Evergreen Memorial Gardens handles about 900 deaths annually, Carlson estimates. About 3,600 people died in Clark County in 2018, the most recent full-year data available.

“We have handled and brought into our care some who have died from the virus, but there’s not been a big influx,” Carlson said. “Unlike those poor people in New York City.”

Bodies there have piled up so fast funeral homes can’t keep pace. Mourners’ urge to gather caused an uproar last week when New York Mayor Bill de Blasio oversaw police dispersal of a crowd at a rabbi’s funeral in Brooklyn.

In Vancouver, Evergreen Memorial Gardens’ doors are locked but staff still meet with clients by appointment. They have to keep their distance, which goes against their instincts. Most clients are opting to handle arrangements by phone, email, fax or online meetings, Carlson said.

“It is a high-touch business. I call it a hearts-and-flowers business. We can’t do that now,” Carlson said.

Clients often want to put everything on hold, but bodies must be buried or cremated in a timely way.

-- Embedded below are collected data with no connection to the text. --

PR #16494, opened 2026-03-27
Add external item provider infrastructure

IDisposable:
# Rationale

While there are already some external projects like [JellySwarrm](https://github.com/LLukas22/Jellyswarrm/) that allow connecting two JellyFin server instances, I'm looking for a different experience.

The basic idea is building a PlugIn that is given API Key credentials and URL of a remote JellyFin server instance (called _remote_ herein). It talks to that _remote_ instance and replicates the contents of specified libraries into the _local_ instance _as-if_ they were present in the _local_ server. 

We do NOT want local-file copies of the _remote_'s library because it might be a multi-terabyte archive that should be treated as a read-only resource.

We don't want to just expose the _remote_'s play-path for those files because that would require the eventual client of the _local_ server, because that would require users and passwords on the _remote_ to be communicated to the _local_'s client.

## Design

```text
  [Local Consumer Server]                    [Remote Provider Server]
  ┌───────────────────────────┐              ┌────────────────────────┐
  │ Plugin: RemoteLibrarySync │──── API ────►│ Plugin: RemoteAccess   │
  │  IExternalItemProvider    │              │  Token validation      │
  │  IMediaSourceProvider     │              │  /RemoteLibrary/Stream │
  │  IStreamRedirectProvider  │              │  HMAC-signed tokens    │
  └───────────────────────────┘              └────────────────────────┘
         │                                           ▲
         │ Items in local DB as first-class          │ HTTP 302 redirect
         │ citizens (SourceType.External)            │ with time-signed token
         ▼                                           │
  ┌───────────────────────────┐                      │
  │ Client (Jellyfin app)     │──────────────────────┘
  │  Sees normal library      │  Direct HTTP to provider
  │  /Videos/{localId}/stream │  after redirect
  └───────────────────────────┘

```

## Coming Soon

Added the initial beta of the plugin pair I'm building. https://github.com/IDisposable/jellyfin-plugin-remote-library

After that, probably going to build out a second one, etc...

It occurs that having done this work, we could split the _current_ file-system driven scanning and such out as-if it were a distinct source-provider and really isolate the library implementation from the changes in the scanning/metadata slurp... but that remains an idea for a MUCH later iteration :)

## Changes

This requires some establishing work on _local_ server's JellyFin server, so it knows how to track the remote content, and understands when/how to serve it up, and *not* to do metadata scans (much like we already don't for Live TV) content.

- Add `SourceType.External` for items backed by a remote provider; derived from a new `ExternalProviderId` column on `BaseItemEntity` so no extra storage field is needed
- Add `IExternalItemProvider` plugin interface; the library scan calls registered providers, upserts returned `ExternalItemInfo` items, and removes items no longer present
- Add `ExternalItemInfo` carrying provider-supplied metadata: name, year, genres, provider IDs, image URLs, media streams, and series/season linking
- Add `IStreamRedirectProvider` plugin interface with an `Order` property; at stream time, registered providers can return a redirect URL for an item; `HttpStreamRedirectProvider` ships as a built-in `int.MaxValue`-ordered fallback that redirects to the item's HTTP path so plugin providers can take priority
- Redirect external items (HTTP 302) in `AudioHelper`, `VideosController`, and `DynamicHlsController` before entering the transcoding pipeline
- Guard `SupportsLocalMetadata`, `ContainingFolderPath`, `GetLocalMetadataFilesToDelete`, and the playback-probe trigger in `MediaSourceManager` against non-file-protocol items
- Add `IExternalItemProvider.IsAvailableAsync` (default: `true`) so a temporarily-offline
  provider skips sync without removing existing items from the library
- Add `StreamToken` utility in `MediaBrowser.Common` — self-contained HMAC-SHA256
  time-limited tokens for redirect URL signing; format:
  `{base64url("{itemId}|{expiresUnixSeconds}")}.{hex(HMAC-SHA256(secret, payload))}`;
  single `token` query parameter; supports `Generate`, `TryParse`, and `TryValidate`
- Add `StreamRedirectResult` record carrying `RedirectUrl` and an optional `PingForwardUrl`
  (reserved for future provider-side transcoding liveness forwarding)
- Update `IStreamRedirectProvider.GetRedirectAsync` to return `StreamRedirectResult?`
  so providers can opt in to ping forwarding when implemented

---
<a href="https://gitkraken.dev/review/github/jellyfin/jellyfin/pull/16494?source=pr_review_chip">
  <picture>
    <source media="(prefers-color-scheme: dark)" srcset="https://gitkraken.dev/images/figures/gitkraken-review-badge-dark.svg">
    Open with GitKraken
  </picture>
</a>


Emby.Server.Implementations/Library/HttpStreamRedirectProvider.cs
```diff
@@ -0,0 +1,39 @@
...
+using MediaBrowser.Controller.Entities;
+using MediaBrowser.Controller.Library;
+
+namespace Emby.Server.Implementations.Library;
+
+/// <summary>
+/// Redirects external items with HTTP media paths directly to their remote URL.
+/// Runs last so plugin providers can take priority.
+/// </summary>
+public class HttpStreamRedirectProvider : IStreamRedirectProvider
```
IDisposable, line 13: I am not sure if we'll ever need other `IStreamRedirectProvider` implementations, but this is the project pattern

Emby.Server.Implementations/Library/LibraryManager.cs
```diff
@@ -1196,20 +1217,179 @@ private async Task PerformLibraryValidation(IProgress<double> progress, Cancella
 
             await ValidateTopLibraryFolders(cancellationToken).ConfigureAwait(false);
 
-            var innerProgress = new Progress<double>(pct => progress.Report(pct * 0.96));
+            // Budget: 2% per external provider, 4% for post-scan tasks, remainder for filesystem scan.
```
IDisposable, line 1520: Going to eventually revisit this logic... even in the current version, things stall for longish times while processing the `PostScanTasks`, but it's going to be potentially a much longer process here.

Emby.Server.Implementations/Library/LibraryManager.cs
```diff
@@ -1196,20 +1217,179 @@ private async Task PerformLibraryValidation(IProgress<double> progress, Cancella
...
+            }
+
+            return null;
+        }
+
+        private BaseItem? CreateExternalItem(ExternalItemInfo info, string providerId)
+        {
+            BaseItem? item = info.ItemKind switch
+            {
+                BaseItemKind.Movie => new Movie(),
```
IDisposable, line 1656: Not sure if there's more types we need to support, or even if this factory-like logic exists somewhere else or could be shared.

MediaBrowser.Model/Library/ExternalItemInfo.cs
```diff
@@ -0,0 +1,111 @@
+using System.Collections.Generic;
+using Jellyfin.Data.Enums;
+using MediaBrowser.Model.Entities;
+
+namespace MediaBrowser.Model.Library;
+
+/// <summary>
+/// Describes a single item provided by an external item provider.
+/// </summary>
+public class ExternalItemInfo
```
IDisposable, line 11: This essentially establishes the contract of what metadata we will support coming from external sources. Would love comments on what else should be allowed,  but this seems like the baseline for the support we need.

**NOTE**: This means that any external source provider could offer up this same data, so we could have an external provider plugin build for pretty much any other media source. It would be plausible to even build ones to consume the content stored on a ChannelsDVR or Plex or Kodi server, or content on S3, for example.

src/Jellyfin.Database/Jellyfin.Database.Implementations/Entities/BaseItemEntity.cs
```diff
@@ -114,6 +114,8 @@ public class BaseItemEntity
 
     public string? ExternalSeriesId { get; set; }
 
+    public string? ExternalProviderId { get; set; }
```
IDisposable, line 119: I don't think we should track the external SOURCE in a by-item basis. If an plug-in wants to do that, it can certainly use a compound key string for the ID.

src/Jellyfin.Database/Jellyfin.Database.Providers.Sqlite/Migrations/20260327000000_AddExternalProviderId.Designer.cs
```diff
@@ -0,0 +1,1724 @@
...
+                    b.HasIndex("MediaType", "TopParentId", "IsVirtualItem", "PresentationUniqueKey");
+
+                    b.HasIndex("Type", "SeriesPresentationUniqueKey", "IsFolder", "IsVirtualItem");
+
+                    b.HasIndex("Type", "SeriesPresentationUniqueKey", "PresentationUniqueKey", "SortName");
+
+                    b.HasIndex("IsFolder", "TopParentId", "IsVirtualItem", "PresentationUniqueKey", "DateCreated");
+
+                    b.HasIndex("Type", "TopParentId", "IsVirtualItem", "PresentationUniqueKey", "DateCreated");
+
```
IDisposable, line 397: Probably would behoove us to have an index here. Might revisit as I build out the plugins

jumoog:
first step for S3 🥳

IDisposable:
> first step for S3 🥳

Indeed!

That'll be my 2nd plugin (or OneDrive or Dropbox or whateves)

IDisposable:
Added the initial beta of the plugin pair I'm building. 

Still testing in progress.

https://github.com/IDisposable/jellyfin-plugin-remote-library

nielsvanvelzen:
Huge changes like this should first be discussed with the Jellyfin team if the feature is even wanted and then a proposal should be drafted in our [meta repository](https://github.com/jellyfin/jellyfin-meta) explaining how it will technically be implemented **before** opening pull request(s).

IDisposable:
I certainly can start up a conversation there. I personally don't see this as a huge change, as it is opaque outside the server itself.

IDisposable:
Started the meta ~issue at [jellyfin-meta](https://github.com/jellyfin/jellyfin-meta/issues/117).~ discussion https://github.com/jellyfin/jellyfin-meta/discussions/118

Going to switch this PR to Draft, even though it is essentially complete pending discussion over there.

~EDIT: No sure what happened, I clicked convert to draft and it suddenly is closed :(~

JPVenson:
Converted it to a draft and converted the issue ticket you created to a Discussion

IDisposable:
Rebase will happen if the discussion resolved to approved.

src/Jellyfin.Database/Jellyfin.Database.Providers.Sqlite/Migrations/20260327000000_AddExternalProviderId.Designer.cs
```diff
@@ -0,0 +1,1724 @@
...
+    [Migration("20260327000000_AddExternalProviderId")]
+    partial class AddExternalProviderId
+    {
+        /// <inheritdoc />
+        protected override void BuildTargetModel(ModelBuilder modelBuilder)
+        {
+#pragma warning disable 612, 618
+            modelBuilder.HasAnnotation("ProductVersion", "9.0.9");
+
+            modelBuilder.Entity("Jellyfin.Database.Implementations.Entities.AccessSchedule", b =>
```
IDisposable, line 23: This file seems to be completely wonky since rebasing to current master. I suspect that was the recent "catch up" PR for designer drift. If this proceeds beyond the meta discussion, I'll fix this.

PR #16499, opened 2026-03-28
add transcode bitrate limit

trumanmiller:
**Changes**

add logic to rerun video stream calculations with a lower MaxBitrate if the reason for transcode would require intensive transcoding and bitrate is over TranscodeBitrateLimit

playback info with limit set to 5mbps

interlaced video, limit is applied:
image

direct play, bitrate limit is not applied:
image

jellyfin-web PR: https://github.com/jellyfin/jellyfin-web/pull/7775

**Feature Requests**

adds feature requested by:
https://features.jellyfin.org/posts/2596/separate-bitrate-limit-for-direct-stream-and-transcoding
https://features.jellyfin.org/posts/3763/server-side-maximum-resolution-cap-for-transcoded-video

### DIFF
--- a/CONTRIBUTORS.md
+++ b/CONTRIBUTORS.md
@@ -160,6 +160,7 @@
  - [ThreeFive-O](https://github.com/ThreeFive-O)
  - [tjwalkr3](https://github.com/tjwalkr3)
  - [TrisMcC](https://github.com/TrisMcC)
+ - [Truman Miller](https://github.com/trumanmiller)
  - [trumblejoe](https://github.com/trumblejoe)
  - [TtheCreator](https://github.com/TtheCreator)
  - [twinkybot](https://github.com/twinkybot)
--- a/Jellyfin.Api/Helpers/MediaInfoHelper.cs
+++ b/Jellyfin.Api/Helpers/MediaInfoHelper.cs
@@ -12,6 +12,7 @@ using Jellyfin.Data.Enums;
 using Jellyfin.Database.Implementations.Entities;
 using Jellyfin.Database.Implementations.Enums;
 using Jellyfin.Extensions;
+using MediaBrowser.Common.Configuration;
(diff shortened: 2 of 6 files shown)


JPVenson:
that is not what the bitrate limit is build for. Most people do not have fast internet connections so the bitrate limit ensures media can be played in any case. A direct play with 25mbit over a normal DSL connection which a lot of people still have would not work.

trumanmiller:
@JPVenson I think you're referring to the Internet Streaming bitrate limit?

this is separate from that and only applied to transcodes. as some people have fast connections so have no problem serving high bitrate directly but dont have hardware capable of transcoding at those bitrates.

other people have the same issue as detailed here: https://features.jellyfin.org/posts/2596/separate-bitrate-limit-for-direct-stream-and-transcoding

you can see how the config would look on the frontend on the jellyfin-web PR: https://github.com/jellyfin/jellyfin-web/pull/7775

Thedustbustr:
Hi! What is the current status of this pr? I’m curious because I could really benefit from this feature as my hardware can struggle to keep up with high-bitrate transcodes but I have plenty of bandwidth for direct-play. Is there anything needed on the testing side to help move this forward?

trumanmiller:
hey @Thedustbustr,

I just got busy with work and havent had time to push this more. 

i understand hesitance with the re-calculate design, but after several evenings of exploring alternatives i finally settled on this design, and given the chicken-and-egg nature of the problem i think its satisfactory. 

as far as testing, the biggest thing is whether or not the IntensiveTranscodeReasons composite enum contains all the intensive reasons and no direct stream reasons. 

CC @Shadowghost, @JPVenson

ddemarco5:
I'd love to get some more eyes on this. I think it's a nice terse way to implement a separate transcoding bitrate limit.

PR #16516, opened 2026-03-30
invalidate stale LinkedChild cache + cleanup broken links

upscaylman:
ran into this while investigating why merged movies sometimes show ghost versions after you delete one of the files.

Two things going on:

GetLinkedChild in BaseItem caches the ItemId for perf, but when the item gets deleted from the library, it never clears that cache. So it keeps trying to look up a dead guid and silently fails. Fixed by nulling ItemId when the lookup returns nothing, so next call will actually try to re-resolve.

GetLinkedAlternateVersions in Video just skips entries that dont resolve but never removes them from the array. So every time you access the versions list it tries (and fails) to resolve the same dead entries. Now it cleans them up when it detects stale links.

“We encourage people to continue on with the process, and at a later time, to gather as a big group for a memorial service at a church or fraternal order,” Carlson said. “If this goes on for months, that will make a difference in terms of what they will do as time goes on and we get further away from the death.”

It can be agonizing for the bereaved not to be able to mark deaths the way they’d like, and sometimes they lash out at funeral directors, said Landis Epp. Now semi-retired, he has worked as a trauma chaplain for 35 years, informing loved ones of deaths. Bridger’s service was the third he has officiated since the pandemic shutdowns. We often hear about first responders; Epp calls funeral directors “last responders.”

“The funeral directors have been overlooked in this pandemic,” he said. “Grieving is an interesting study. It isn’t the service that ends grief. It’s a long process. Our funeral practices help to facilitate grief. It does something psychological to us when we honor someone who has died.”

He remarked that at age 75, he finds himself amazed by the use of livestreaming. Only immediate family can attend a graveside service like the one he officiated for Bridger, but others were able to watch remotely.

“I’m so grateful for the technology we have that mitigates this somewhat,” Epp said. “Knowing that someone cared about them and their loss, it helps with the grieving process.”

Markham said even though her mother’s services were vastly different from those held for her father a couple of years ago, they went well. She’s grateful Evergreen Memorial Services offered the drive-thru viewing. 

“We are so thankful we were able to do that so we could have closure,” Markham said.

Later, when all this is over, family will gather and invite Epp, too, so they can share stories about her mother, Markham said. “We’ll meet at the cemetery and have a little potluck. At least that way she hasn’t been forgotten.”